DevOps and Resilience
This final part of the series summarizes the role of resilience in the DevOps life cycle – which prescribes a partnership between those who develop the systems and those who understand the implications of designing for resilience - and summarize the discussion overall.
While the basic premise of DevOps is all about getting new capability deployed faster, that’s only part of the story. DevOps is the continuous transformation of the whole lifecycle to remove bottlenecks and inconsistencies, end-to-end, including Operations. DevOps implies (requires!) collaboration between Development and Operations so that new functionality is deployed both quickly and flawlessly, and that it meets the needs of the business the first time. Technology is helping lower the barriers between Application and Infrastructure, but it’s going to require people collaborating across the IT supply chain to realize this vision. This highlights another aspect of the transformation needed to enable effective use of cloud. Those skilled resources who used to be applied in silos, including resilience expertise, are going to need to work together, continuously, with Design and Development, and Deployment teams to realize the full value of The Cloud. The idea that resilience gets designed in after the application has been developed simply won’t work.
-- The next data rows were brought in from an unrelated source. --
PR #216, opened 2024-09-25
Draft14 - Batch Issuance

### LINKED ISSUE #206: Update metadata to draft 14
- [x] Remove batch endpoint
- [x] Add new `batch_credential_issuance`

### LINKED ISSUE #207: Credential endpoint to support issuing multiple instance
As per draft 14 of OpenId4VCI, Credential Endpoint can support to support issuing multiple instance of a `credential_configuration_id`

babisRoutis:
Closes #207 
Closes #206

To do:
- [x]  Test it with vci lib draft 13
- [x] Test it with vci lib draft 14 (https://github.com/eu-digital-identity-wallet/eudi-lib-jvm-openid4vci-kt/pull/312)
- [x] Consider including to the PR #206. If a limit is set for the number of the proofs this should be validated, while processing the issuance request 

The new version of the PID Issuer should be compatible with d13 wallets, except the batch endpoint.
Wallets supporting d14, should be able to use the new feature of request batch issuance via the usual credential endpoint.

> [!NOTE]
> In Draft 14, `notification_id` & the response of deferred endpoint were not properly adjusted against the `credentials` array. 
> This PR adapts the changes that will be introduced in draft 15, for the deferred response.

### DIFF
--- a/README.md
+++ b/README.md
@@ -15,7 +15,7 @@ the [EUDI Wallet Reference Implementation project description](https://github.co
 
 ## Overview
 
-An implementation of a credential issuing service, according to OpenId4VCI - draft13
+An implementation of a credential issuing service, according to OpenId4VCI - draft14
 
 The service provides generic support for `mso_mdoc` and `SD-JWT-VC` formats using PID and mDL as an example
 and requires the use of a suitable OAUTH2 server.
--- a/README.md
+++ b/README.md
@@ -28,19 +28,18 @@ and requires the use of a suitable OAUTH2 server.
 
 ### OpenId4VCI coverage
 
-| Feature                                                   | Coverage                                                  |
-|-----------------------------------------------------------|-----------------------------------------------------------|
-| Authorization Code flow                                   | ✅ Using a suitable OAUTH2 server                          |
-| Pre-authorized code flow                                  | ❌                                                         |
-| mso_mdoc format                                           | ✅                                                         |
-| SD-JWT-VC format                                          | ✅ Except revocation list & meta                           |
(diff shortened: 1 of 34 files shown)


babisRoutis:
@dzarras 


Draft 14, introduces the top-level metadata attribute `batch_credential_issuance`. If present it must include attribute `batch_size`.

ISO profiles, define a very similar attribute for `mso_mdoc` format named `policy`. If present includes the optional attribute `batch_size`.

Leaving aside the granularity difference (VCI attribute is global to the issuer, ISO attribute is per `credential_configuration_id`), I think that issuer should be consistent. That is 

If a value has been set to `batch_credential_issuance/batch_size`, populate the `mso_mdoc`-specific `policy/batch_size` with the same value.

Currently, although we set a value to the global parameter it is not propagated to the pid & mDL in `mso_mdoc`

babisRoutis:
@dzarras 

Unrelated to the PR, can you also check `MetaDataApi`

It seems that the route bellow is not being used. Certainly points to an method which has not been implemented.
```kotlin
 GET(WELL_KNOWN_JWKS, accept(MediaType.APPLICATION_JSON)) { _ ->
            handleGetJwtIssuerJwkSet()
}
```

dzarras:
@babisRoutis Can you check again? The latest commit provides support for setttin `batch_credential_issuance/batch_size` to the mso_mdoc-specific `policy/batch_size` with the same value, for each configured `MsoMdocCredentialConfiguration`.

babisRoutis:
@dzarras BTW, before merging this, perhaps we should release, whatever we have in main (to fix d13 support) and then release.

But, the good news is it should get easier, not harder, as the realization of Software Defined Infrastructure moves closer and system design transforms from monolithic systems with marked division between Application and Infrastructure, to “thinner”, vertically-integrated services, as illustrated in the graphic below. While there will be more moving parts to coordinate, each component should be smaller, less complex, infrastructure-independent, and able to control its own resilience.
What about re-purposing non-production environments for Recovery?
As part of their DevOps transformation, many organizations have been using cloud for development and testing for a while, so there is practice in non-production environments being built and taken down and refreshed over and over. Some are thinking to repurpose parts of their development/test environment for recovery, thinking that would solve the problem of making sure the environments are in sync between production and non-production, that the automation would be tested, and that incompatibilities would be ironed out.
Over the years many organizations have implemented a similar approach, way before cloud. This approach can work well, especially when the environment to be re-purposed is the one most closely aligned with production. Assuming you can afford to stop testing and deploying new functions while you’re testing or executing recovery, and that the QA environment and process isn’t critical to running the business, it can work. But, even this seemingly safe concept has its considerations.
If you’ve leveraged The Cloud for development and testing, including pre-production, you may need to consider whether your cloud environment can meet the same stringent security, audit, and compliance requirements as your production environment. If the whole system, all environments, is in The Cloud, did you design them to the same specifications, or did you scrimp a little in non/pre-production to save costs?
You should plan that whatever facilities you need in production you’ll very likely need in your recovery environment. While you might be able to get by with reduced scale, you’re not likely to get away with cutting back in areas like security and compliance. For example, if your non-production environment relies on data redaction or obfuscation to be considered “safe”, is that same environment also ready to support production workloads, or are there other limitations that you overlooked because the data wasn’t a risk? If you use encryption and/or dedicated infrastructure to support your database servers in production, for example, do you have those same facilities available in non-production if you were planning to use that environment for recovery?
Further, if part of your non-production environment (i.e. QA) is temporarily unavailable because you’re using it for recovery, can you really afford to stop testing and deploying updates? What if one of those updates is some critical patch or mandated fix, perhaps even the one that caused the outage? What are the risks of not being able to test it before you drop it into what would then be production? If you break the repurposed non-production environment that you are now using for recovery during some sort of an emergency, then what? Have you ever seen what happens when you put one emergency on top of another? Chaos ensues. Might be worth the risk, but know what you’re getting into.
The great thing about Cloud is that you should be able to adjust things quickly and easily, and with stipulations sited previously, get additional resources when you need them to implement your resilience strategy. With planning and automation you should be able to create fast and efficient recovery in The Cloud. Many do. Automation is one of the key ingredients in DevOps and in taking advantage of Cloud. Implementing resilience is no different. Do you have a spot on your roster for automation specialists? You’re definitely going to need them.